Blog Post

No Financial Meltdown

Intel suffered only minimal pain in the stock market following revelations about the ‘Meltdown’ hardware vulnerability. But if the market won’t compel providers to ensure the safety of their hardware, what will?

By: , and Date: January 15, 2018 Topic: Innovation & Competition Policy

On January 3, it became public that almost all microprocessors that Intel has sold in the past 20 years would allow attackers to extract data that are not supposed to be accessible. This hardware vulnerability termed “Meltdown” is depicted as one of the largest security flaws in recent chip designs.

Financial markets were relatively unimpressed with the news; Intel’s stock price fell initially by 5% but stabilised afterwards. This contrasts sharply with the Volkswagen diesel scandal of 2015, which saw the car company’s value fall by almost 40% within a week. The two cases have more differences than similarities, but the striking resilience of Intel’s market valuation to the revelation that most Intel CPUs are vulnerable to specific attacks raises an interesting question:

Do hardware providers have sufficient incentives to make sure their products are as safe as possible?

Intel – having been made aware of the flaw more than six months ago – was able to provide guidance in how to address this security problem, so that patches to millions of computers could be rolled out. However, it is the providers of operation systems (such as Microsoft in the case of Windows) that provided these patches and that have to bear substantial cost.

We have already learned about the incompatibility of the original patch with AMD-processors or certain standard antivirus software. Administrators of complex IT infrastructures in particular will have to expend substantial resources on testing and adapting any patch on their critical hardware. Moreover, to date it remains unclear how severe the implications for processor performance are. As the security flaw lies in a feature to increase a processor’s computing power, modifying this feature could cost speed. First reports do not agree over the expected performance losses: some expect significant speed reductions, while Intel and Google claim that effects will most likely be minimal.

However, the reaction of the stock market suggests that Intel will not be held fully accountable for this incident, therefore will not have to bear the full cost of the flaws in its processors.
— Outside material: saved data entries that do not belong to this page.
PR #89, opened 2026-07-02
chore: add validation for chunk sizes and chunking methods

Mateusz-Switala:
Assisted-by: Claude Code

## Description

  Extends `prepare_search_space_with_ogx` to accept optional `chunking_method` and `chunk_size`
  overrides directly via the payload, and adds `chunk_sizes` as a new parameter to
  `prepare_search_space_report`. Also lowers the minimum allowed chunk size to 128 tokens and
  deduplicates any repeated values in the chunking inputs.

  ## Motivation

  The existing `prepare_search_space_with_ogx` always used platform-default chunking methods
  (`recursive`, `hybrid`) and chunk sizes (`512`, `1024`, `2048`). Users running experiments on
  shorter documents or with a single chunking strategy had no way to constrain these dimensions
  without post-processing the search space manually. This change exposes that control at the
  preparation step, in the single function callers already use.

  ## Changes

  - **`ai4rag/utils/constants.py`** — lowered `ChunkingConstraints.MIN_CHUNK_SIZE` from `512` to `128`
  - **`ai4rag/search_space/prepare/input_payload_types.py`** — added optional `chunking_methods` and
    `chunk_sizes` fields to `AI4RAGConstraints`; both are pydantic-validated (non-empty list,
    non-empty strings / positive integers respectively)
  - **`ai4rag/search_space/prepare/prepare_search_space.py`**
    - Extracted three private helpers to eliminate duplication: `_resolve_models_from_payload`,
      `_apply_language_detection`, `_build_model_params`
    - Extended `prepare_search_space_with_ogx` to accept and validate `chunking_methods` and
      `chunk_sizes` in the payload; when provided they override the platform defaults for those
      dimensions; duplicate values are deduplicated with a warning
    - Updated docstring to clarify that only model validation goes through OGX; chunking is
      validated locally against `ChunkingConstraints`
  - **`ai4rag/search_space/prepare/__init__.py`** — removed `prepare_search_space_custom`
    (functionality merged into `prepare_search_space_with_ogx`)
  - **`ai4rag/components/optimization/search_space_preparation.py`**
    - Added `chunk_sizes: list[int] | None = None` parameter to `prepare_search_space_report`
    - Updated `_validate_chunking_methods` to validate values against `ChunkingConstraints.METHODS`,
      providing an early, clear error
    - `prepare_search_space_report` now passes `chunking_methods` and `chunk_sizes` into the payload
      and calls `prepare_search_space_with_ogx`

  ## Testing

  - Added tests for chunking overrides, individual and combined, via `prepare_search_space_with_ogx`
  - Added tests for duplicate deduplication in `chunking_methods` and `chunk_sizes`
  - Added `TestValidateChunkSizes` (11 tests) covering: `None`, valid list, single element,
    non-list, empty list, zero, negative, float, below-min, above-max, and exact boundary values
  - Added `TestPrepareSearchSpaceReportChunkSizesValidation` (3 tests) covering: non-list, empty
    list, and non-positive integer
  - Simplified `TestUnsupportedChunkingMethods` — validation fires before any I/O so complex
    mocking is no longer needed

  ## Checklist

  - [x] Tests added/updated
  - [ ] Documentation updated
  - [x] Code follows style gu


ai4rag/components/optimization/search_space_preparation.py
```diff
@@ -17,7 +17,7 @@
 from ai4rag.core.experiment.mps import ModelsPreSelector
 from ai4rag.rag.embedding.base_model import BaseEmbeddingModel
 from ai4rag.rag.foundation_models.base_model import BaseFoundationModel
-from ai4rag.search_space.prepare.prepare_search_space import prepare_search_space_with_ogx
+from ai4rag.search_space.prepare.prepare_search_space import prepare_search_space_custom
```
filip-komarzyniec: Why do we need to change the name? 

The idea behind naming (as far as I understand @jakub-walaszczyk intention) was that there could be multiple providers (other than OGX). 
The function in its body also perform multiple validation steps strictly associated with OGX server, so the `ogx` in its name is quite significant. 
I'd say the ogx-connected logic is more important in this case than any customizability of the function.

ai4rag/components/optimization/search_space_preparation.py
```diff
@@ -268,3 +281,18 @@ def _validate_chunking_methods(methods: list[str] | None) -> None:
     for i, m in enumerate(methods):
         if not isinstance(m, str) or not m.strip():
```
filip-komarzyniec: To be honest I'm not sure this is a good pythonic code. It feels like a manual workaround to bypass Python's natural duck-typing. 
I believe we should type-hint our code and check whether it contains expected, valid values or sometimes (when justified) whether it conforms to some pre-defined protocols or parent-classes (by `issubclass`, `hasattribute` and similar checks). 

Validating everything like so, in my opinion, just makes it less python and increases overall complexity. 
@Mateusz-Switala  @jakub-walaszczyk does that resonate with you guys?

ai4rag/components/optimization/search_space_preparation.py
```diff
@@ -258,7 +269,9 @@ def _validate_model_list(models: list[str] | None, name: str) -> None:
 
 
 def _validate_chunking_methods(methods: list[str] | None) -> None:
-    """Validate that chunking methods, if provided, are non-empty strings."""
+    # TODO: remove — structural validation is now covered by AI4RAGConstraints (pydantic) and  # pylint: disable=fixme
+    #       supported-methods check is covered by prepare_search_space_custom.
```
filip-komarzyniec: What is the point of the comment? Are these functions to be removed? 

Does the pylint pragma even work if it is not on a separate line?

ai4rag/search_space/prepare/prepare_search_space.py
```diff
@@ -62,60 +167,113 @@ def prepare_search_space_with_ogx(
...
+
+    fms_param, ems_param = _build_model_params(foundation_models, embedding_models)
+
+    return AI4RAGSearchSpace(
+        params=[fms_param, ems_param],
+        vector_store_type=vector_store_type,
+    )
+
+
+def prepare_search_space_custom(
```
filip-komarzyniec: Is that really necessary to introduce a separate function with a little bit changed signature? 
The way I see it:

This is somewhat worrisome, as it indicates that producers of essential IT hardware seem not be incentivised by the stock market to provide secure products, while the costs of the flaws in their products have to be paid by others.

Intel’s domination in the market of desktop and server processors could partly explain the gentle reaction of its stock. In a more competitive market, consumers would have more product choices and consequences for Intel would have been more severe. In contrast to Intel’s case, the stark drop of Volkswagen’s stock price could be explained – among other factors – by the more competitive market environment.

The question, however, of whether more competition in the processor market would have prevented a flaw such as “Meltdown” remains very much disputed. It is unlikely that higher investments by Intel, induced by stronger competition, would have prevented “Meltdown” – which has remained undetected by the entire chip industry for 20 years.

The most worrying aspect of the Intel case remains, though, the implication that providers of essential hardware might have more to lose from continuously searching for problems that do not exist, than from occasionally failing to spot a potential threat.